Ik heb mijn moederinstinct weer teruggevonden.

Verbouwereerd komt de pedagogisch medewerker binnen, maar ik geloof dat ze het al ziet. Veel hoeven we niet uit te leggen. Ze benadrukt nog wel dat ik een moeder ben met wel erg veel moedergevoel. Alsof zoiets te meten is. Ik verbaas mij dat ik kennelijk geen ‘doorsnee moeder’ ben in haar ogen.

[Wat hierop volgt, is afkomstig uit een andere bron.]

PR #1065, opened 2024-03-20
Ensure to reopen associated issue if a terms becomes inaccessible again

Ndpnt:
Additionally, include missing tests for the `GitHub` class in the `Reporter` module

### DIFF
--- a/CHANGELOG.md
+++ b/CHANGELOG.md
@@ -8,7 +8,7 @@ All changes that impact users of this module are documented in this file, in the
 
 ### Fixed
 
-- Ensure to reopen associated issue if a terms becomes inaccessible again
+- Ensure to reopen associated issue if terms become inaccessible again
 
 ## 1.1.0 - 2024-03-18
 
--- a/CHANGELOG.md
+++ b/CHANGELOG.md
@@ -2,6 +2,14 @@
 
 All changes that impact users of this module are documented in this file, in the [Common Changelog](https://common-changelog.org) format with some additional specifications defined in the CONTRIBUTING file. This codebase adheres to [Semantic Versioning](https://semver.org/spec/v2.0.0.html).
 
+## Unreleased [patch]
+
+> Development of this release was supported by the [French Ministry for Foreign Affairs](https://www.diplomatie.gouv.fr/fr/politique-etrangere-de-la-france/diplomatie-numerique/) through its ministerial [State Startups incubator](https://beta.gouv.fr/startups/open-terms-archive.html) under the aegis of the Ambassador for Digital Affairs.
+
+### Fixed
+
+- Ensure to reopen associated issue if a terms becomes inaccessible again
+
 ## 1.1.0 - 2024-03-18
 
 _Full changeset and discussions: [#1063](https://github.com/OpenTermsArchive/engine/pull/1063)._
--- a/src/reporter/github.test.js
+++ b/src/reporter/github.test.js
@@ -1,0 +1,519 @@
+import { createRequire } from 'module';
+
+import { expect } from 'chai';
+import nock from 'nock';
+
+import GitHub from './github.js';
+
+const require = createRequire(import.meta.url);
+
+describe('GitHub', function () {
+  this.timeout(5000);
+
+  let github;
+  const MANAGED_LABELS = require('./labels.json');
+
+  before(() => {
+    github = new GitHub('owner/repo');
+  });
+
+  describe('#initialize', () => {
+    const scopes = [];
+
+    before(async () => {
+      const existingLabels = MANAGED_LABELS.slice(0, -2);
+
+      nock('https://api.github.com')
+        .get('/repos/owner/repo/labels')
+        .reply(200, existingLabels);
+
+      const missingLabels = MANAGED_LABELS.slice(-2);
+
+      for (const label of missingLabels) {
+        scopes.push(nock('https://api.github.com')
+          .post('/repos/owner/repo/labels', body => body.name === label.name)
+          .reply(200, label));
+      }
+
+      await github.initialize();
+    });
+
+    after(nock.cleanAll);
+
+    it('should create missing labels', async () => {
+      scopes.forEach(scope => expect(scope.isDone()).to.be.true);
+    });
+  });
+
+  describe('#getRepositoryLabels', () => {
+    let scope;
+    let result;
+    let labels;
+
+    before(async () => {
+      labels = [{ name: 'bug' }, { name: 'enhancement' }];
+
+      scope = nock('https://api.github.com')
+        .get('/repos/owner/repo/labels')
+        .reply(200, labels);
+
+      result = await github.getRepositoryLabels();
+    });
+
+    after(nock.cleanAll);
+
+    it('fetches repository labels', async () => {
+      expect(scope.isDone()).to.be.true;
+    });
+
+    it('returns the repository labels', async () => {
+      expect(result).to.deep.equal(labels);
+    });
+  });
+
+  describe('#createLabel', () => {
+    let scope;
+
+    before(async () => {
+      const label = { name: 'new_label', color: 'ffffff' };
+
+      scope = nock('https://api.github.com')
+        .post('/repos/owner/repo/labels', body => body.name === label.name)
+        .reply(200, label);
+
+      await github.createLabel(label);
+    });
+
+    after(nock.cleanAll);
+
+    it('creates the new label', async () => {
+      expect(scope.isDone()).to.be.true;
+    });
+  });
+
+  describe('#createIssue', () => {
+    let scope;
+    let createdIssue;
+    let result;
+
+    before(async () => {
+      const newIssue = {
+        title: 'New Issue',
+        description: 'Description of the new issue',
+        labels: ['bug'],
+      };
+
+      createdIssue = { number: 123, ...newIssue };
+
+      scope = nock('https://api.github.com')
+        .post('/repos/owner/repo/issues', body => body.title === newIssue.title && body.body === newIssue.description && body.labels[0] === newIssue.labels[0])
+        .reply(200, createdIssue);
+
+      result = await github.createIssue(newIssue);
+    });
+
+    after(nock.cleanAll);
+
+    it('creates the new issue', async () => {
+      expect(scope.isDone()).to.be.true;
+    });
+
+    it('returns the created issue', async () => {
+      expect(result).to.deep.equal(createdIssue);
+    });
+  });
+
+  describe('#setIssueLabels', () => {
+    let scope;
+
+    before(async () => {
+      const issueNumber = 123;
+      const labels = [ 'bug', 'enhancement' ];
+
+      scope = nock('https://api.github.com')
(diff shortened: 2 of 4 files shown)


clementbiron (approved):

CHANGELOG.md
```diff
@@ -2,6 +2,14 @@
 
 All changes that impact users of this module are documented in this file, in the [Common Changelog](https://common-changelog.org) format with some additional specifications defined in the CONTRIBUTING file. This codebase adheres to [Semantic Versioning](https://semver.org/spec/v2.0.0.html).
 
+## Unreleased [patch]
+
+> Development of this release was supported by the [French Ministry for Foreign Affairs](https://www.diplomatie.gouv.fr/fr/politique-etrangere-de-la-france/diplomatie-numerique/) through its ministerial [State Startups incubator](https://beta.gouv.fr/startups/open-terms-archive.html) under the aegis of the Ambassador for Digital Affairs.
+
+### Fixed
+
+- Ensure to reopen associated issue if a terms becomes inaccessible again
```
MattiSG, line 11:
```suggestion
- Ensure to reopen associated issue if terms become inaccessible again
```

src/reporter/github.test.js
```diff
@@ -0,0 +1,519 @@
...
+          .post('/repos/owner/repo/labels', body => body.name === label.name)
+          .reply(200, label));
+      }
+
+      await github.initialize();
+    });
+
+    after(nock.cleanAll);
+
+    it('should create missing labels', async () => {
```
MattiSG, line 43: > Why is this `async`?

src/reporter/github.test.js
```diff
@@ -0,0 +1,519 @@
...
+
+      const missingLabels = MANAGED_LABELS.slice(-2);
+
+      for (const label of missingLabels) {
+        scopes.push(nock('https://api.github.com')
+          .post('/repos/owner/repo/labels', body => body.name === label.name)
+          .reply(200, label));
+      }
+
+      await github.initialize();
```
MattiSG, line 38: Since this is the tested method, shouldn't it be called in the test code rather than in the `before`? 🙂

src/reporter/github.test.js
```diff
@@ -0,0 +1,519 @@
...
+    });
+  });
+
+  describe('#getRepositoryLabels', () => {
+    let scope;
+    let result;
+    let labels;
+
+    before(async () => {
+      labels = [{ name: 'bug' }, { name: 'enhancement' }];
```
MattiSG, line 54: > Initialise this at declaration with a `const`, not in the `before`.

src/reporter/github.test.js
```diff
@@ -0,0 +1,519 @@
...
+
+      scope = nock('https://api.github.com')
+        .get('/repos/owner/repo/labels')
+        .reply(200, labels);
+
+      result = await github.getRepositoryLabels();
```
MattiSG, line 60: Since this is the tested method, shouldn't it be called in the test code rather than in the `before`? 🙂

src/reporter/github.test.js
```diff
@@ -0,0 +1,519 @@
...
+
+    after(nock.cleanAll);
+
+    it('fetches repository labels', async () => {
+      expect(scope.isDone()).to.be.true;
+    });
+
+    it('returns the repository labels', async () => {
+      expect(result).to.deep.equal(labels);
+    });
```
MattiSG, line 71: > I'm not sure there is much value in splitting this test in two, but it increases maintenance (and production) costs.

src/reporter/github.test.js
```diff
@@ -0,0 +1,519 @@
...
+    let scope;
+
+    before(async () => {
+      const label = { name: 'new_label', color: 'ffffff' };
+
+      scope = nock('https://api.github.com')
+        .post('/repos/owner/repo/labels', body => body.name === label.name)
+        .reply(200, label);
+
+      await github.createLabel(label);
```
MattiSG, line 84: Since this is the tested method, shouldn't it be called in the test code rather than in the `before`? 🙂

src/reporter/github.test.js
```diff
@@ -0,0 +1,519 @@
...
+    });
+  });
+
+  describe('#createIssue', () => {
+    let scope;
+    let createdIssue;
+    let result;
+
+    before(async () => {
+      const newIssue = {
```
MattiSG, line 100:
```suggestion
      const ISSUE = {
```

src/reporter/github.test.js
```diff
@@ -0,0 +1,519 @@
...
+        title: 'New Issue',
+        description: 'Description of the new issue',
+        labels: ['bug'],
+      };
+
+      createdIssue = { number: 123, ...newIssue };
+
+      scope = nock('https://api.github.com')
+        .post('/repos/owner/repo/issues', body => body.title === newIssue.title && body.body === newIssue.description && body.labels[0] === newIssue.labels[0])
```
MattiSG, line 109: > `body.body` is not very readable 😉 

```suggestion
        .post('/repos/owner/repo/issues', request => request.title === newIssue.title && request.body === newIssue.description && request.labels[0] === newIssue.labels[0])
```

src/reporter/github.test.js
```diff
@@ -0,0 +1,519 @@
...
+        .reply(200, createdIssue);
+
+      result = await github.createIssue(newIssue);
```
MattiSG, line 112: Since this is the tested method, shouldn't it be called in the test code rather than in the before? 🙂

src/reporter/github.test.js
```diff
@@ -0,0 +1,519 @@
...
+    });
+
+    after(nock.cleanAll);
+
+    it('creates the new issue', async () => {
+      expect(scope.isDone()).to.be.true;
+    });
+
+    it('returns the created issue', async () => {
+      expect(result).to.deep.equal(createdIssue);
```
MattiSG, line 122: > Merge into one test.

src/reporter/github.test.js
```diff
@@ -0,0 +1,519 @@
...
+          .patch(`/repos/owner/repo/issues/${issue.number}`, { state: GitHub.ISSUE_STATE_CLOSED })
+          .reply(200);
+
+        await github.closeIssueWithCommentIfExists({ title: issue.title, comment: 'Closing comment' });
+      });
+
+      it('searches for the issue', () => {
+        expect(getIssuesScope.isDone()).to.be.true;
+      });
+
```
MattiSG, line 269: This is white box testing. This shouldn't be tested.
```suggestion
```

src/reporter/github.test.js
```diff
@@ -0,0 +1,519 @@
...
```
MattiSG, line 307: Whitebox. 
```suggestion
```

src/reporter/github.test.js
```diff
@@ -0,0 +1,519 @@
...
+      it('does not attempt to add comment', () => {
```
MattiSG, line 308:
```suggestion
      it('does not add comment', () => {
```

src/reporter/github.test.js
```diff
@@ -0,0 +1,519 @@
...
+        expect(addCommentScope.isDone()).to.be.false;
+      });
+
+      it('does not attempt to close the issue', () => {
+        expect(closeIssueScope.isDone()).to.be.false;
+      });
```
MattiSG, line 314: > Not sure how much it makes sense to test that. If we tried to close a closed issue, would that be a problem from a user perspective?

src/reporter/github.test.js
```diff
@@ -0,0 +1,519 @@
...
+      before(async () => {
+        issue = { number: 123, title: 'Non-existent Issue', state: GitHub.ISSUE_STATE_CLOSED };
+
+        getIssuesScope = nock('https://api.github.com')
+          .get('/repos/owner/repo/issues')
+          .query(true)
+          .reply(200, []);
+
+        addCommentScope = nock('https://api.github.com')
+          .post(`/repos/owner/repo/issues/${issue.number}/comments`)
```
MattiSG, line 332: I don't understand: if this issue does not exist, why does it have a number and why should we reply with `200` to get its comments? 🤔

src/reporter/github.test.js
```diff
@@ -0,0 +1,519 @@
...
+          .patch(`/repos/owner/repo/issues/${issue.number}`, { state: GitHub.ISSUE_STATE_CLOSED })
+          .reply(200);
+
+        await github.closeIssueWithCommentIfExists({ title: issue.title, comment: 'Closing comment' });
+      });
+
+      it('searches for the issue', () => {
+        expect(getIssuesScope.isDone()).to.be.true;
+      });
+
```
MattiSG, line 345: Whitebox.
```suggestion
```

src/reporter/github.test.js
```diff
@@ -0,0 +1,519 @@
...
+      it('does not attempt to add comment', () => {
+        expect(addCommentScope.isDone()).to.be.false;
+      });
+
+      it('does not attempt to close the issue', () => {
+        expect(closeIssueScope.isDone()).to.be.false;
+      });
+    });
+
+    context('when the issue does not exist', () => {
```
MattiSG, line 317: While I am convinced of the relevance of testing this case, I am not sure of the relevance of the suggested tests. What does it mean to test that we do not try to add a comment to nor close a non-existent issue? If anything, we should check that our code gracefully handles non-200 replies, but checking that we do not send back further requests does not seem relevant to me.

MattiSG (changes requested):
Congratulations for creating a sorely missing test suite for what has grown into an important part of the workflow! 👏 

Here are some suggestions that are valid for the whole suite, aiming at decreasing the code size:

1. Remove all white box testing (typically spy functions checking that a search was made on the list of issues, which is an implementation detail we shouldn't care about).
2. Move all tested functions from `before` to the `it` body.
3. It seems all tested cases have only 1 to 2 test functions (once suggestion 1 above is applied), mostly checking that an API call was made and sometimes checking for return value. I suggest merging these functions into 1 single test function, enabling replacing the repeated `after(nock.cleanall)` by a single `afterEach` call at the beginning of the test suite.
4. Use a shared fixture for issue data to avoid repeating the data setup.

src/reporter/github.test.js
Ndpnt: Not necessary. For example if we want to have multiple test on the result of a function, it makes sens for me to have this in the `before` and each `it` test something in particular.

src/reporter/github.test.js
Ndpnt: In fact, if the issue does not exist we still receive a 200 HTTP code with an empty result `[]`. If we try to add a comment or close the issue, we probably have an error in our code.

src/reporter/github.test.js
Ndpnt: It changes nothing from a user perspective, but for us it means that there is a mistake in our code.

src/reporter/github.test.js
Ndpnt: For me whitebox testing is not necessarily a bad practice event if I also prefer blackbox testing. And in this situation, it seems to me that this test is valuable. Let's discuss this IRL.

MattiSG (approved):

Ik voel me trots en rijk als we in de auto terugrijden met twee kinderen op de achterbank. Trots dat we hebben gevochten voor onze dochter en ondanks elk medisch advies ons gevoel bleven volgen. De opname was een eye opener voor ons. Helaas geen erkenning binnen het medische circuit, maar mijn gezonde verstand en bovenal mijn moederinstinct heb ik weer teruggevonden.

Roze wolk

Wat een bijzondere reis maken we zo samen, lieve kleine schat. Geen reis op een mooie roze wolk, maar wel een die mij in staat stelt de energetische verbinding tussen jou en mij te versterken. De antwoorden die heb ik niet van de artsen nodig. Ik hoef alleen maar goed naar jou te luisteren en te vertrouwen op mijn intuïtie.

Ik hoef alleen maar goed naar jou te luisteren en te vertrouwen op mijn intuïtie.